_Your goal_
Take the entries below and print only the lines from the one with "- So this modal" through the one with "- I would probably", exactly as they stand, both ends included.

---------- Extracted entries ----------

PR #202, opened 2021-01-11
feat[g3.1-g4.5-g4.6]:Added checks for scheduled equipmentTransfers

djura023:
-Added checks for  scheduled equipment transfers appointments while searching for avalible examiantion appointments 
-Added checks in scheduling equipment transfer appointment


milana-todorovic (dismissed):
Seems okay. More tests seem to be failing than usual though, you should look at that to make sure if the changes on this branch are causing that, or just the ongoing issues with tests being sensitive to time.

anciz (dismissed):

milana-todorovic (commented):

----------
---------- Extracted entries ----------

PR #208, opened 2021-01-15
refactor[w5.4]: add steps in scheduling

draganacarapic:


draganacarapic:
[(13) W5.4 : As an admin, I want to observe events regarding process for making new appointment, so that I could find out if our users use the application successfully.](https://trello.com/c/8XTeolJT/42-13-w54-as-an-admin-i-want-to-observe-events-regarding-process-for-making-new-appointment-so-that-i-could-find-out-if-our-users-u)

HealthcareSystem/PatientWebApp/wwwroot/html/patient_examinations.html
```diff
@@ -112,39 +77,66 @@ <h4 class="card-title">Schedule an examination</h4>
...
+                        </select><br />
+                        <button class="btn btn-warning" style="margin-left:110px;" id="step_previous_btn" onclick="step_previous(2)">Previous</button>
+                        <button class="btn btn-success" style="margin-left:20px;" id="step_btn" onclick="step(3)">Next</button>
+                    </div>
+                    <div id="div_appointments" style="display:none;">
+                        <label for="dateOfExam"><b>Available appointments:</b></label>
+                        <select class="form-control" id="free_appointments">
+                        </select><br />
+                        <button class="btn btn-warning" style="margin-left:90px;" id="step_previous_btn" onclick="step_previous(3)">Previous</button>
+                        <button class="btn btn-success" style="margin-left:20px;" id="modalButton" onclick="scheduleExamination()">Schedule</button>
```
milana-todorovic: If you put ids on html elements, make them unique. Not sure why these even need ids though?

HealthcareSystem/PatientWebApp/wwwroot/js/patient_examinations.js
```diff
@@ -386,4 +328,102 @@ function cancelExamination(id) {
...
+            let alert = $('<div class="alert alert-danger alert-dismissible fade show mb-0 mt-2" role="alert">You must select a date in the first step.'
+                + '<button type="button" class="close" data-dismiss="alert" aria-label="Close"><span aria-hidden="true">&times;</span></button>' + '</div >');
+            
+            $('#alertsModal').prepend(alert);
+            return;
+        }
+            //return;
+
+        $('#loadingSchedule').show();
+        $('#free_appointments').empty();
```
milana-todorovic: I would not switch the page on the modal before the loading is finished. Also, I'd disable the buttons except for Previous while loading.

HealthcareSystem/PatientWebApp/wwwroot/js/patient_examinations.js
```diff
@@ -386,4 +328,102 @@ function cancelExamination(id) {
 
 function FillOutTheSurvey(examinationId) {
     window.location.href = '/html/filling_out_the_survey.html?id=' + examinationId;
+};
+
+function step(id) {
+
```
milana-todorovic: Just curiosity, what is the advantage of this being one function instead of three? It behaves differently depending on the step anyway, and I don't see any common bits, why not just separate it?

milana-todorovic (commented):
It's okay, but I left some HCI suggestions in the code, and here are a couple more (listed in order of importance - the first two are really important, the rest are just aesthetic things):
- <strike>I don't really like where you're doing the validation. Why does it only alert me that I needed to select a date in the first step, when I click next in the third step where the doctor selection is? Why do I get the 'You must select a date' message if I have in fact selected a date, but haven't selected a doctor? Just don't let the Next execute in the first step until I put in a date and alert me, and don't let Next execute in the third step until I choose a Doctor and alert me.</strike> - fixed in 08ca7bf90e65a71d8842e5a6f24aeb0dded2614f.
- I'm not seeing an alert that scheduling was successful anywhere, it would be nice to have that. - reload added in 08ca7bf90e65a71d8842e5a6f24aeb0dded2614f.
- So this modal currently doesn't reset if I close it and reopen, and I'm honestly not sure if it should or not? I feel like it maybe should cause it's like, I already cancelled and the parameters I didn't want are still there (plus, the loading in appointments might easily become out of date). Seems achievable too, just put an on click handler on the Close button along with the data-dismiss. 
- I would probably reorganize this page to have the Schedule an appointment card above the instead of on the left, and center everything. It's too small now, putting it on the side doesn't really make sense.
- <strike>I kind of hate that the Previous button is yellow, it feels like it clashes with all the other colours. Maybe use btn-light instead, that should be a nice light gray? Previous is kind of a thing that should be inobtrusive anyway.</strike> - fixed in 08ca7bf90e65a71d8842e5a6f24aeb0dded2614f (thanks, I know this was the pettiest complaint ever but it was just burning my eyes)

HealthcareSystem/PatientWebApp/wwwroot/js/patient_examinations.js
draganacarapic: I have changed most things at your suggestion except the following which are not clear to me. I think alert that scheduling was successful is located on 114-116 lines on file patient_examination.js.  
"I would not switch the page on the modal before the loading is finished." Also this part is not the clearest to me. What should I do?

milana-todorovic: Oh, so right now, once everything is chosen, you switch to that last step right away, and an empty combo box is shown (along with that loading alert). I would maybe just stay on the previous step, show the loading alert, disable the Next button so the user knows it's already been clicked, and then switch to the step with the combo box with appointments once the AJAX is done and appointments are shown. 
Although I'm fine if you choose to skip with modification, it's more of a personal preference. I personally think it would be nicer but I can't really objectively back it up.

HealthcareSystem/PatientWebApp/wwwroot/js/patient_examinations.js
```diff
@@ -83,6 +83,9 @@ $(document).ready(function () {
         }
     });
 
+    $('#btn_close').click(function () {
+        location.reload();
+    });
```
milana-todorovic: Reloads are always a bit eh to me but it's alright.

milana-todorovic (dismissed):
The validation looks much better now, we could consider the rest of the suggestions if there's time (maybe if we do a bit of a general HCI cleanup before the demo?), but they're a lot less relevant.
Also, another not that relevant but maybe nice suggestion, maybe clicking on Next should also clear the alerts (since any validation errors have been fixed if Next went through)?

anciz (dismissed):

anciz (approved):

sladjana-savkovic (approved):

----------

_Result of the task_
- So this modal currently doesn't reset if I close it and reopen, and I'm honestly not sure if it should or not? I feel like it maybe should cause it's like, I already cancelled and the parameters I didn't want are still there (plus, the loading in appointments might easily become out of date). Seems achievable too, just put an on click handler on the Close button along with the data-dismiss. 
- I would probably reorganize this page to have the Schedule an appointment card above the instead of on the left, and center everything. It's too small now, putting it on the side doesn't really make sense.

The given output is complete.